[Rd] using so-library involving Taucs

[Douglas Bates]

On 6/3/05, Susanne Heim <susanne.heim at stat.uni-muenchen.de> wrote:
> Dear R developers,
> 
> The trace of the hat matrix H~(n,n) is computed as follows:
> 
> tr(H) = tr(BS^-1B')  = tr(S^-1B'B) := tr(X) = sum(diag(X))
> 
> with B~(n,p), S~(p,p).
> Since p is of the order 10^3 but S is sparse I would like to employ
> Taucs linear solver ( http://www.tau.ac.il/~stoledo/taucs/ ) on
> 
> SX = B'B.
> 
> (Further improvement by implying a looping over i=1,...,p, calling
> taucs_linsolve(S, X[,i], (B'B)[,i]) and saving X[i,i] only is pending.)
> 
> For this purpose I compiled the C code "hattrace.c" to a shared object
> using:
> gcc -g -Wall -I/usr/local/taucs/src -I/usr/local/taucs/build/linux  -c
> hattrace.c -o hattrace.o
> gcc -g  -L/usr/local/taucs/external/lib/linux
> -L/usr/local/taucs/lib/linux -L/usr/local/lib -L/opt/gnome/lib
> -L/usr/lib/R/lib -shared -fpic -o hattrace.so hattrace.o -ltaucs
> -llapack -lf77blas -lcblas -latlas  -lmetis -lm -lg2c -lR
> 
> I tried the following test commands:
> library(splines)
> library(SparseM)
> B <- splineDesign(knots = 1:10, x = 4:7)
> D <- diff(diag(dim(B)[2]), differences = 1)
> BB <- t(B) %*% B
> S <- as.matrix.ssc(BB + t(D) %*% D)
> if (!is.loaded(symbol.C("hattrace"))) { dyn.load(paste("hattrace",
> .Platform$dynlib.ext, sep = "")) }
> out <- 0
> spur <- (.C("hattrace", as.double(as.vector(slot(S, "ra"))),
>             as.integer(as.vector(slot(S, "ja") - 1)),
>             as.integer(as.vector(slot(S, "ia") - 1)),
>             as.integer(dim(S)[1]), as.double(as.vector(BB)),
>             as.double(out), PACKAGE = "hattrace"))[[6]]
> 
> Unfortunately, I get an R process segmentation fault although the C Code
> outputs the correct trace value to /tmp/hattrace.log which I checked by
> a equivalent R routine.
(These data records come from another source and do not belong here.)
Issue #20593, opened 2025-02-25
Parquet Source: Alter source_rate_limit=0 sometimes does not resume after altering back to default


kwannoel:
### Describe the bug

When altering parquet source rate limit to 0, and changing it back to `default`, the parquet source does not resume ingesting sometimes. And the compute node has to be restarted to make it resume.

### Error message/log

```text

```

PR #20622, opened 2025-02-26
fix(file source): clear counter `splits_on_fetch` when updating rate limit

wcy-fdu:

Close https://github.com/risingwavelabs/risingwave/issues/20593
How to reproduce
```
CREATE source s1(
        id int,
    ) WITH (
    connector = 's3',
    match_pattern = '*.parquet',
    s3.region_name = 'custom',
    s3.bucket_name = 'hummock001',
    s3.credentials.access = 'hummockadmin',
    s3.credentials.secret = 'hummockadmin',
    s3.endpoint_url = 'http://hummock001.127.0.0.1:9301',
    refresh.interval.sec = 1,
    ) FORMAT PLAIN ENCODE PARQUET;
create table d(id int);
create sink sink1 into d as select id from s1 with (
      type = 'append-only',
      force_append_only = 'true',
  );
alter sink sink1 set PARALLELISM to 1;
```
upload file1
`ALTER SOURCE s1 SET source_rate_limit TO 0;`
upload file2
`ALTER SOURCE s1 SET source_rate_limit TO default;`
upload file 3 4 5

File 3 4 5 cannot be read, but is in the fetch state table.

## root cause

This is a bug that only occurs when applying rate limits on the file source. After updating the rate limit, we set `need_rebuild_reader` to true, but we do not sync the modification of `splits_on_fetch`. Each time we call `replace_with_new_batch_reader`, it reads the state table of the fetch executor and updates the counter for `splits_on_fetch`. As a result, this leads to pending files being counted twice during this period. Subsequently, because `splits_on_fetch` is not zero, it causes further files to remain pending.

## Checklist

## Documentation

<details>

</details>

### DIFF
--- a/src/stream/src/executor/source/fs_fetch_executor.rs
+++ b/src/stream/src/executor/source/fs_fetch_executor.rs
@@ -248,8 +248,6 @@ impl<S: StateStore, Src: OpendalSource> FsFetchExecutor<S, Src> {
                         Either::Left(msg) => {
                             match msg {
                                 Message::Barrier(barrier) => {
-                                    let mut need_rebuild_reader = false;
-
                                     if let Some(mutation) = barrier.mutation.as_deref() {
                                         match mutation {
                                             Mutation::Pause => stream.pause_stream(),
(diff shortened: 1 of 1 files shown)


tabVersion (approved):

tabVersion:
Shall we add a test for it?

kwannoel (approved):
Great work! Thanks for finding the root cause

kwannoel:
We can add a test as per your repro

wcy-fdu:
Will complete the test in PR https://github.com/risingwavelabs/risingwave/pull/20236/ uniformly

PR #20623, opened 2025-02-26
fix(udf): fix wasm e2e test compile and update build target

wenym1:

As titled. We failed to compile with the newly release chrono version 0.4.40. Therefore, in this PR we will use a fixed version 0.4.39.

Besides, when compiling with target `wasm32-wasi`, it shows the following warning
```
warning: the `wasm32-wasi` target is being renamed to `wasm32-wasip1` and the `wasm32-wasi` target will be removed from nightly in October 2024 and removed from stable Rust in January 2025
```

Therefore, we change `wasm32-wasi` to `wasm32-wasip1` in the whole codebase.

## Checklist

## Documentation

<details>

</details>

### DIFF
--- a/src/expr/impl/src/udf/wasm.rs
+++ b/src/expr/impl/src/udf/wasm.rs
@@ -92,6 +92,17 @@ fn create_rust(opts: CreateFunctionOptions<'_>) -> Result<CreateFunctionOutput> 
 
     let wasm_binary = std::thread::spawn(move || {
         let mut opts = arrow_udf_wasm::build::BuildOpts::default();
+        // Use the same chrono feature setting as src/expr/impl/Cargo.toml
+        // Use a fixed chrono version 0.4.39 because the latest 0.4.40 failed to compile.
+        // TODO: may avoid setting a fixed version when succeed to compile with latest chrono version
+        opts.manifest = r#"
+[dependencies]
+chrono = { version = "=0.4.39", default-features = false, features = [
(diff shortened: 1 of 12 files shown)


stdrc (approved):
Thank you very much!

src/expr/impl/src/udf/wasm.rs
```diff
@@ -92,6 +92,17 @@ fn create_rust(opts: CreateFunctionOptions<'_>) -> Result<CreateFunctionOutput>
 
     let wasm_binary = std::thread::spawn(move || {
         let mut opts = arrow_udf_wasm::build::BuildOpts::default();
+        // Use the same chrono feature setting as src/expr/impl/Cargo.toml
+        // Use a fixed chrono version 0.4.39 because the latest 0.4.40 failed to compile.
+        // TODO: may avoid setting a fixed version when succeed to compile with latest chrono version
```
BugenZhao, line 97: 🤔 I would rather we pin the dependencies to specific versions (with `Cargo.lock`) and document them to get more reproducible results.

wenym1: Agree. Maybe we can first support specifying `Cargo.lock` file used to build wasm in `arrow_udf_wasm`, and then we can include workspace `Cargo.lock` using `include_str`. For e2e_test, shall we let it reuse the workspace `Cargo.lock` with soft link to the lock file?

PR #20624, opened 2025-02-26
fix(iceberg): refine iceberg catalog parameter validation

chenzl25:

- Make `catalog.name` totally optional, since we have a default catalog name `risingwave` already.

## Checklist

## Documentation

<details>

</details>

### DIFF
--- a/src/connector/src/connector_common/connection.rs
+++ b/src/connector/src/connector_common/connection.rs
@@ -184,7 +184,7 @@ impl Connection for IcebergConnection {
                 let url = Url::parse(warehouse_path);
                 if url.is_err()
                     && let Some(catalog_type) = &self.catalog_type
-                    && (catalog_type == "rest" || catalog_type == "rest_rust")
+                    && matches!(self.catalog_type.as_ref(), Some("rest" | "rest_rust"))
                 {
                     // If the warehouse path is not a valid URL, it could be a warehouse name in rest catalog,
                     // so we allow it to pass here.
@@ -204,7 +204,7 @@ impl Connection for IcebergConnection {
             }
             None => {
                 if let Some(catalog_type) = &self.catalog_type
-                    && (catalog_type == "rest" || catalog_type == "rest_rust")
+                    && matches!(self.catalog_type.as_ref(), Some("rest" | "rest_rust"))
                 {
                     None
                 } else {
--- a/src/connector/src/connector_common/connection.rs
+++ b/src/connector/src/connector_common/connection.rs
@@ -183,10 +183,7 @@ impl Connection for IcebergConnection {
             Some(warehouse_path) => {
                 let url = Url::parse(warehouse_path);
                 if url.is_err()
-                    && matches!(
-                        self.catalog_type.as_ref().map(|x| x.as_str()),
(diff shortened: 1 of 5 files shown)


src/connector/src/connector_common/connection.rs
```diff
@@ -185,7 +184,7 @@ impl Connection for IcebergConnection {
                 let url = Url::parse(warehouse_path);
                 if url.is_err()
                     && let Some(catalog_type) = &self.catalog_type
-                    && catalog_type == "rest"
+                    && (catalog_type == "rest" || catalog_type == "rest_rust")
```
xxchan, line 187: nit: can be written as
```rust
matches!(self.catalog_type.as_ref(), Some("rest" | "rest_rust"))
```

src/connector/src/connector_common/connection.rs
```diff
@@ -205,7 +204,7 @@ impl Connection for IcebergConnection {
             }
             None => {
                 if let Some(catalog_type) = &self.catalog_type
-                    && catalog_type == "rest"
+                    && (catalog_type == "rest" || catalog_type == "rest_rust")
```
xxchan, line 207: ditto

src/connector/src/connector_common/iceberg/mod.rs
```diff
@@ -174,7 +173,7 @@ impl IcebergCommon {
                     }
                 }
                 None => {
-                    if catalog_type != "rest" {
+                    if catalog_type != "rest" || catalog_type != "rest_rust" {
```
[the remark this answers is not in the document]
xxchan: The Copilot's suggestion looks correct

xxchan (approved):
Others LGTM

src/connector/src/connector_common/connection.rs
```diff
@@ -132,15 +132,14 @@ pub struct IcebergConnection {
...
+    /// Path of iceberg warehouse.
     #[serde(rename = "warehouse.path")]
     pub warehouse_path: Option<String>,
     /// Catalog id, can be omitted for storage catalog or when
     /// caller's AWS account ID matches glue id
     #[serde(rename = "glue.id")]
     pub glue_id: Option<String>,
-    /// Catalog name, can be omitted for storage catalog, but
-    /// must be set for other catalogs.
+    /// Catalog name, default value is risingwave.
```
xxchan, line 142: I'm a little confused about the default value though. Will user really create a catalog called risingwave? 🤔

src/connector/src/connector_common/iceberg/mod.rs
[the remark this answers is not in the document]
chenzl25: Indeed

src/connector/src/connector_common/connection.rs
chenzl25: Actually not every catalog needs a catalog name to access it, so for these catalogs, we don't require users to provide us a catalog name. For those catalog required a catalog name like `JdbcCatalog`, they should set the catalog name. If not, we will use `risingwave` as the catalog. (Although `JdbcCatalog` would use `jdbc` as catalog name if it is unspecified).

PR #20627, opened 2025-02-27
fix(barrier): ensure causal order in local barrier manager event

wenym1:

In the event loop of local barrier manager, we need to ensure that events do not break the causal order. For example, let's say, an actor has two event, `collect barrier1` and then `collect barrier2`, each causing event of `barrier1 all collected` and `barrier2 all collected`, and then we should ensure that the local barrier manager must handle `barrier1 all collected` before `barrier2 all collected`.

In current implementation, when we poll the next barrier manager event, we will poll all ready actor events first, and apply them to the graph state, and in the end see if we can yield any `barrier all collected` event. Since we poll all ready actor events and apply them all together to the graph state first, we may lose the causal order of these ready events. Within a partial graph, the causal order of events is ensured by using an epoch queue, in which we will always check the earliest epoch first. However, in snapshot backfill, actor will migrate from the partial graph of creating job to the database partial graph when backfill finishes. Since we don't ensure the causal order between two partial graphs, the two events may be out of causal order. 

For example, let's say a backfilling actor finishes backfill in epoch1, and will migrate to the database partial graph starting from epoch2. The actor handles message very fast, and then two actor events `barrier of epoch1 collected` and `barrier of epoch2 collected` become ready at the same time and apply to the two partial graphs. Since we don't ensure order when we  check two partial graphs, we may see `barrier of epoch2 all collected` first, and then see `barrier of epoch1 all collected`, and then we will handle the epoch2 event earlier than the epoch1 event.

In this PR, we fix this issue by not polling all ready actor events all at once. Instead, when we get a ready actor event, we will apply to the graph and immediately see if there is any new event.

## Checklist

## Documentation

<details>

</details>

### DIFF
--- a/src/stream/src/task/barrier_manager/managed_state.rs
+++ b/src/stream/src/task/barrier_manager/managed_state.rs
@@ -855,10 +855,30 @@ impl DatabaseManagedBarrierState {
             let (actor_id, err) = option.expect("non-empty when tx in local_barrier_manager");
             return Poll::Ready(ManagedBarrierStateEvent::ActorError { actor_id, err });
         }
+        // yield some pending collected epochs
+        for (partial_graph_id, graph_state) in &mut self.graph_states {
+            if let Some(barrier) = graph_state.may_have_collected_all() {
+                if let Some(actors_to_stop) = barrier.all_stop_actors() {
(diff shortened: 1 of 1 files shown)


hzxa21 (approved):
Good catch!

PR #20629, opened 2025-02-27
feat(expr): add expression to reveal license status & content

BugenZhao:

Add a function `rw_license()` (returning a jsonb) to dump the license information.

If the current license is valid, the output will be like this:

```
dev=> select rw_license();
                                                 rw_license
-------------------------------------------------------------------------------------------------------------
 {"cpu_core_limit": null, "exp": 9999999999, "iss": "test.risingwave.com", "sub": "rw-test", "tier": "paid"}
(1 row)
```

Otherwise, it will yield an error indicating what's going wrong (like invalid token, expired license).

~~Note that a valid license does not mean that the paid features are available. Should also check the result of `rw_test_paid_tier()`.~~

## Checklist

## Documentation

<details>

See PR body above.

</details>

### DIFF
--- a/proto/expr.proto
+++ b/proto/expr.proto
@@ -305,6 +305,7 @@ message ExprNode {
     VNODE = 1101;
     TEST_PAID_TIER = 1102;
     VNODE_USER = 1103;
+    LICENSE = 1104;
     // Non-deterministic functions
     PROCTIME = 2023;
     PG_SLEEP = 2024;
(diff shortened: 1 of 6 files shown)


xxchan (approved):

xxchan:
> Note that a valid license does not mean that the paid features are available. Should also check the result of rw_test_paid_tier().

I don't fully get this. We can already see the `tier` info in `rw_license`. Seems no need to further check anything.

stdrc (approved):

BugenZhao:
> > Note that a valid license does not mean that the paid features are available. Should also check the result of rw_test_paid_tier().
> 
> I don't fully get this. We can already see the `tier` info in `rw_license`. Seems no need to further check anything.

Yes, you are right. 😄

PR #20632, opened 2025-02-27
fix(jdbc): remove postgres jdbc sink schema if not specified

chenzl25:

- Currently, we use `public` as the default schema for postgres jdbc sink sql. However, some of database like questdb doesn't support schema. I think we can just remove the schema from the dml if users haven't specified. 

## Checklist

## Documentation

<details>

</details>


tabVersion (commented):
I think the fix may affect the existing jobs?
If a user rely on the behavior to connect to downstream, the fix can make the job fail after upgrade.

chenzl25:
> I think the fix may affect the existing jobs? If a user rely on the behavior to connect to downstream, the fix can make the job fail after upgrade.

I think it is fine, because `public` should be the default schema.

lmatz:
SCR-20250303-mb6

looks like questdb is not alone

let's label this as a breaking change

lmatz (approved):

lmatz:
wonder if it is urgently required by a known customer?
If time allows, it is better to give a 1-version notice in advance before making a breaking change

lmatz:
Got it,
as `release-2.3` is cutoff, let's merge now and make it effective in v2.4

PR #22271, opened 2025-06-18
feat(ci): support fast docker workflow in github workflow

kwannoel:

We support fast docker workflow in parallel to the current docker workflow. Just so users can quickly try out a patch. Concurrently we will build the normal image, in case there are any issues, users can switch over.

Note that this workflow only supports fast builds for `ARM64`, because we only have that architecture stack provisioned in our CI. That's mostly fine because our production deployments are typically on that arch.

## Checklist

## Documentation

<details>

</details>

### DIFF
--- a/.github/workflows/build-docker-image.yml
+++ b/.github/workflows/build-docker-image.yml
@@ -8,6 +8,11 @@ on:
         required: true
         type: string
         default: 'unlabeled'
+      fast:
+        description: 'It will build an Arm64 image quickly, in parallel with the normal build'
+        required: false
+        type: boolean
+        default: false
 
 jobs:
   build_image:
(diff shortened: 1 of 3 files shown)


kwannoel:
I went to look at our fast docker workflow again, the reason why our docker workflow is much faster for ARM than for x86 is because we provision a bigger machine for it 😆  So x86 is the actual bottleneck.
Maybe we should just do that for x86 too, and let our default docker workflow be faster. cc @cyliu0 what do you think, is it possible to provision a larger instance for x86, just for image building

tabVersion:
I might lack some context, do we sacrifice something to get it faster?

kwannoel:
> I might lack some context, do we sacrifice something to get it faster?

Yes, we only build arm image. Because no fast pipeline exists for x86 arch.

kwannoel:
https://github.com/risingwavelabs/risingwave/pull/23402

PR #22289, opened 2025-06-19
fix(meta): unify validation logic for system parameters

Chiro11:

This PR enhances system parameter validation by introducing checks for initial parameter values at startup.

The validation logic is now shared between parameter initialization and runtime updates, ensuring consistent rule enforcement for all parameters, regardless of their mutability.

## Checklist

## Documentation

<details>

</details>

### DIFF
--- a/src/common/src/system_param/mod.rs
+++ b/src/common/src/system_param/mod.rs
@@ -249,17 +249,15 @@ macro_rules! impl_system_params_from_kv {
 /// Define check rules when a field is changed.
 /// If you want custom rules, please override the default implementation in
 /// `OverrideValidateOnSet` below.
-macro_rules! impl_default_validation_on_set {
+macro_rules! impl_default_validation {
     ($({ $field:ident, $type:ty, $default:expr, $is_mutable:expr, $($rest:tt)* },)*) => {
         #[allow(clippy::ptr_arg)]
-        trait ValidateOnSet {
+        trait Validate {
             $(
+                /// Default implementation does nothing.
+                /// Specific checks are implemented in `OverrideValidate`.
                 fn $field(_v: &$type) -> Result<()> {
-                    if !$is_mutable {
-                        Err(format!("{:?} is immutable", key_of!($field)))
-                    } else {
-                        Ok(())
-                    }
+                    Ok(())
                 }
             )*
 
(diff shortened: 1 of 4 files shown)


src/common/src/system_param/mod.rs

Since this segmentation fault does not occur
> every time, I assume a pointer problem. Any help on how to solve it is
> greatly appreciated.

Is S positive definite?  If so, it may be more effective to take the
Cholesky decomposition of S and solve the system S^(1/2)X = B then
take the sum of the squares of the elements of X.

If you wish to provide me off-list with examples of the matrices S and
B, I can check how best to do this with the Matrix package.